Today I feel pretty good, though I lose energy fast; apparently I’m anemic. I’ve gotten some fresh juice and a couple of good meals in me which feels great. I also spent a fortune on iron pills, powdered milk, and other vitamin rich crap. The doctor says in two months I’ll be back to normal but I’m determined to recover much quicker than that. I’m taking a long sabbatical from TV even though that means I won’t find out who gets shot on Grey’s Anatomy.

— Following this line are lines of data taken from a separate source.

PR #511, opened 2025-03-06
Use set inclusion constraints in bitwise operations

hovanja2011:


symbolic-base/src/ZkFold/Symbolic/Compiler/ArithmeticCircuit.hs
```diff
@@ -143,9 +143,13 @@ acSizeN = length . acSystem
 acSizeM :: ArithmeticCircuit a p i o -> Natural
 acSizeM = length . acWitness
 
--- | Calculates the number of range lookups in the system.
-acSizeR :: ArithmeticCircuit a p i o -> Natural
-acSizeR = sum . map length . M.elems . acLookup
+-- | Calculates the number of all lookups in the system.
```
TurtlePU, line 146: I think we need to concretize the documentation here

symbolic-base/src/ZkFold/Symbolic/Compiler/ArithmeticCircuit.hs
```diff
@@ -143,9 +143,13 @@ acSizeN = length . acSystem
...
+acSizeL :: ArithmeticCircuit a p i o -> Natural
+acSizeL = sum . map length . M.elems . acLookup
+
+-- | Calculates the number of all lookups in the system.
```
TurtlePU, line 150: I think we need to concretize the documentation here

symbolic-base/src/ZkFold/Symbolic/Compiler/ArithmeticCircuit/Var.hs
```diff
@@ -53,6 +55,10 @@ data Var a i
 toVar :: Semiring a => SysVar i -> Var a i
 toVar x = LinVar one x zero
 
+fromVar :: Arithmetic a => Var a i -> SysVar i
```
TurtlePU, line 58: I think we should either return a `Maybe (SysVar i)` here or remove this function altogether because most probably, a user _will_ encounter variables which are not SysVar-s and they will have to handle it somehow

TurtlePU: All in all, I guess, we need to store `SysVar`-s in the lookup field of circuit in the end

symbolic-base/src/ZkFold/Symbolic/Data/Bool.hs
TurtlePU, line 1: `Bool` doesn't get any better optimized from lookup constraints, we do not have to change it

symbolic-base/src/ZkFold/Symbolic/Data/ByteString.hs
TurtlePU, line 1: Once again, we wouldn't win anything from doing bitwise operations bit-by-bit through lookups

symbolic-base/src/ZkFold/Symbolic/Compiler/ArithmeticCircuit/Var.hs
vlasin: I guess to handle it properly, we should add a new `SysVar` whenever we add a lookup constraint on a `Var` unless it is already `SysVar`. Is that what is going on?

symbolic-base/src/ZkFold/Symbolic/Data/ByteString.hs
TurtlePU: What we need to do here actually is to store data in a `ByteString` in chunks of some size (for now we can set it to be 16 and later generalize to how it's done in `UInt`), where each chunk is stored in a single circuit variable. Then you need to define an operation which works like this:
```
f(b0 + 2*b1 + ... + 2^15*b15) = b0 + 4*b1 + ... + 4^15*b15
```
After doing so, note that
```
f(x) + f(y) = x xor y + 2 * x and y
```
Where `xor` is a bitwise xor of chunks and `and` is a bitwise and of chunks. From there, the rest of boolean operations easily follow

symbolic-base/src/ZkFold/Symbolic/Data/Lookup.hs
```diff
@@ -0,0 +1,49 @@
...
+import           ZkFold.Symbolic.MonadCircuit
+
+
+binLookup :: Arithmetic a => LookupTable a Par1
+binLookup = Ranges $ S.singleton (zero, one)
+
+bin2Lookup :: Arithmetic a => LookupTable a (Par1 :*: Par1)
+bin2Lookup = Product binLookup binLookup
+
+newBinLookup :: forall f var a w m.
```
TurtlePU, line 27: Nice!

symbolic-examples/stats/ByteString.And.32
```diff
@@ -1,4 +1,5 @@
 ByteString.And.32
-Number of constraints: 287
+Number of constraints: 254
 Number of variables: 286
-Number of range lookups: 0
\ No newline at end of file
+Number of all lookups: 0
```
TurtlePU, line 4: How is it possible that `and` as defined above doesn't introduce any range lookups?

symbolic-base/src/ZkFold/Symbolic/Compiler/ArithmeticCircuit/Var.hs
TurtlePU: It should be like this, but it's not what is happening right now here

vlasin:
@TurtlePU, could you please fix the remaining issues, if any?

symbolic-base/src/ZkFold/Symbolic/Data/ByteString.hs
TurtlePU: Will be done in the next PR

symbolic-base/src/ZkFold/Symbolic/Compiler/ArithmeticCircuit/Internal.hs
```diff
@@ -84,6 +86,9 @@ import           ZkFold.Symbolic.Compiler.ArithmeticCircuit.Witness
 import           ZkFold.Symbolic.Compiler.ArithmeticCircuit.WitnessEstimation
 import           ZkFold.Symbolic.Fold
 import           ZkFold.Symbolic.MonadCircuit
+import Data.Typeable (Typeable)
```
vlasin, line 89: No formatting

vlasin (dismissed):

Many thanks to everyone who responded to my cries for attention on Facebook. Virtual visits aren’t that bad a substitute for the real thing. In the meantime, I promise never to get malaria again.

One positive note about this situation: I never had to do one of those bloody, prick your own finger, Malaria slides and send it in a bush taxi to Conakry. I guess those months of crazy Mefloquine dreams were worth it after all.

It’s pretty unbelievable to think I have now had intimate experience with this disease that plagues the third world killing millions of people every year. I’m lucky to be privileged. The odd thing is they tested me before I left Africa and in Peru, I never went to a single region with variable or high risk for Malaria. Where and when that little bugger of a mosquito got me remains a mystery.

Much love from Peru,

Em

P.S. I still collect post cards. My address here is:

Calle Q’era norte 253
Pasaje Hurtado-Alvarez, B-1
Cusco, Peru

Thursday, May 13, 2010

Elections Coming in Guinea

Like a weight on my shoulders, Guinea, which has been nicknamed the ‘forgotten country,’ has taken the opposite role in my life, as the ‘unforgettable country.’ Even less than a year ago, I was an eager member of G-18, gearing up for a two year service, studying forgotten math techniques and technical French vocabulary with Monsieur Diallo to prepare for two years teaching high school math in Yende Milimou.


It is hard to go back to the place I was in last November, in Tubaniso, Mali, heart-broken, destructive, and grieving. Maybe my quick decision to come to Peru was an attempt to run as far away from the source of my troubles as possible. I couldn’t face a transfer, that would have been similar but not the same. I couldn’t face home which I’d only just left. So I came to Peru and I found a life here. I learned Spanish. I learned how to survive in a new foreign culture. I got my life together, made new decisions and today I am happy and healthy.

So why can’t I put Guinea behind me? With exciting news of a nation on the verge of their first set of democratic elections and Peace Corps making plans to re-instate the Guinea program, calling in Peace Corps Response Volunteers and Re-instatements from COSers like me, suddenly my stomach seems all twisted upside down and around. The wound re-opens and the old emotions just spill out. I can feel the call of Africa as if it's a love of my life.

So what does a person do? What do you do when the thing that broke your heart invites you back into its life?

Please remember to help Guinea by following these June 27th elections and praying for this unforgettable place at the edge of the world.